» EXERCISE DIRECTIONS
Each line of the data below from the one holding "bdice: Nevermind. 😄" to the one holding "However I would", inclusive, is to be reproduced exactly; no other line belongs in the answer.

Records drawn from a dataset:
PR #12802, opened 2023-02-17
Cache JIT `GroupBy.apply` functions

brandon-b-miller:
This PR sends incoming UDFs that go through the `engine='jit'` codepath through the main UDF cache. This should avoid recompiling if a user reuses the same UDF on different input data, so long as the types of that data are the same.


bdice:
Can we merge the big move PR #12669 before doing feature work on these areas of the code?

brandon-b-miller:
with the merge of https://github.com/rapidsai/cudf/pull/12669 this should be ready for review.

bdice (commented):
Is it possible to test the caching behavior?

brandon-b-miller:
> Is it possible to test the caching behavior?

What do you think about the approach [here](https://github.com/rapidsai/cudf/blob/branch-23.04/python/cudf/cudf/tests/test_udf_masked_ops.py#L714-L743) ?

bdice:
> > Is it possible to test the caching behavior?
> 
> What do you think about the approach [here](https://github.com/rapidsai/cudf/blob/branch-23.04/python/cudf/cudf/tests/test_udf_masked_ops.py#L714-L743) ?

Looks good to me, that would be a good test if you copied and altered it for the groupby case.

python/cudf/cudf/core/udf/groupby_utils.py
```diff
@@ -147,12 +149,18 @@ def jit_groupby_apply(offsets, grouped_values, function, *args):
     offsets = cp.asarray(offsets)
     ngroups = len(offsets) - 1
 
-    kernel, return_type = _get_groupby_apply_kernel(
-        grouped_values, function, args
-    )
-    return_type = numpy_support.as_dtype(return_type)
+    cache_key = _generate_cache_key(grouped_values, function)
```
bdice, line 152: Is there a reason we don't use `lru_cache` and instead manually track cache keys? I assume it has to do with types being supported in `lru_cache` keys?

python/cudf/cudf/core/udf/groupby_utils.py
```diff
@@ -147,12 +149,18 @@ def jit_groupby_apply(offsets, grouped_values, function, *args):
...
+    if precompiled.get(cache_key) is not None:
+        kernel, return_type = precompiled[cache_key]
+    else:
+        kernel, return_type = _get_groupby_apply_kernel(
+            grouped_values, function, args
+        )
+        precompiled[cache_key] = (kernel, return_type)
```
bdice, line 159: Fill the cache if it's empty, then read the cache. This reduces duplication.
```suggestion
    if cache_key not in precompiled:
        precompiled[cache_key] = _get_groupby_apply_kernel(
            grouped_values, function, args
        )
    kernel, return_type = precompiled[cache_key]
```

bdice (commented):
Test looks good but I think we can improve the cache itself.

shwina (approved):
Approving pending @bdice's improvement

python/cudf/cudf/core/udf/groupby_utils.py
brandon-b-miller: In this context, `precompiled` is a `cachetools.LRUCache`. Are you asking why we don't do the following from functools?
```python
@functools.lru_cache
def _get_groupby_apply_kernel(...)
```

If so the reason was that I wanted different UDF pipelines (`apply`, `groupby.apply` etc) to share the same cache.

bdice: Nevermind. 😄 I didn't look closely enough at `precompiled`. But to clarify, how do you distinguish the type of UDF? Could an apply function and a groupby apply function reuse the same exact kernel? If not, how are the cache keys distinguished (for functions of the same data types)?

brandon-b-miller: The cache key is based on the bytecode of the UDF, the particulars are found [here](https://github.com/rapidsai/cudf/blob/branch-23.04/python/cudf/cudf/utils/cudautils.py#L193). I suppose you could get a cache hit erroneously if you:
1. wrote a function `f` and executed it using `apply`
2. applied the exact same `f` on a `groupby` result whose columns were the exact same dtypes as the dataframe that it was first applied to

However I would expect the above to cause a crash in pandas case as well since each API enforces a different syntax for the kinds of UDFs it accepts, so using one kind of function with the other's `apply` API probably wouldn't work in most cases.

bdice: I'll defer to your judgment here -- but distinguishing keys clearly would be a plus, in my eyes. An erroneous cache hit would be bad.

bdice (approved):

python/cudf/cudf/core/udf/groupby_utils.py
brandon-b-miller: I added an extra tuple element to UDFs that go through `GroupBy.apply` that should break this degeneracy. 

https://github.com/rapidsai/cudf/pull/12802/commits/425a91282d8573710518208902cf7c80b23d740b

bdice: Nice. Thanks!

bdice: fwiw, I think I would have preferred an approach like `_generate_cache_key(grouped_values, function, suffix="__GROUPBY_APPLY_UDF")` where you provide a suffix to the function making the key. Not a dealbreaker but worth considering if we have more JIT code paths with separate JIT caches.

» RESPONSE
bdice: Nevermind. 😄 I didn't look closely enough at `precompiled`. But to clarify, how do you distinguish the type of UDF? Could an apply function and a groupby apply function reuse the same exact kernel? If not, how are the cache keys distinguished (for functions of the same data types)?

brandon-b-miller: The cache key is based on the bytecode of the UDF, the particulars are found [here](https://github.com/rapidsai/cudf/blob/branch-23.04/python/cudf/cudf/utils/cudautils.py#L193). I suppose you could get a cache hit erroneously if you:
1. wrote a function `f` and executed it using `apply`
2. applied the exact same `f` on a `groupby` result whose columns were the exact same dtypes as the dataframe that it was first applied to

However I would expect the above to cause a crash in pandas case as well since each API enforces a different syntax for the kinds of UDFs it accepts, so using one kind of function with the other's `apply` API probably wouldn't work in most cases.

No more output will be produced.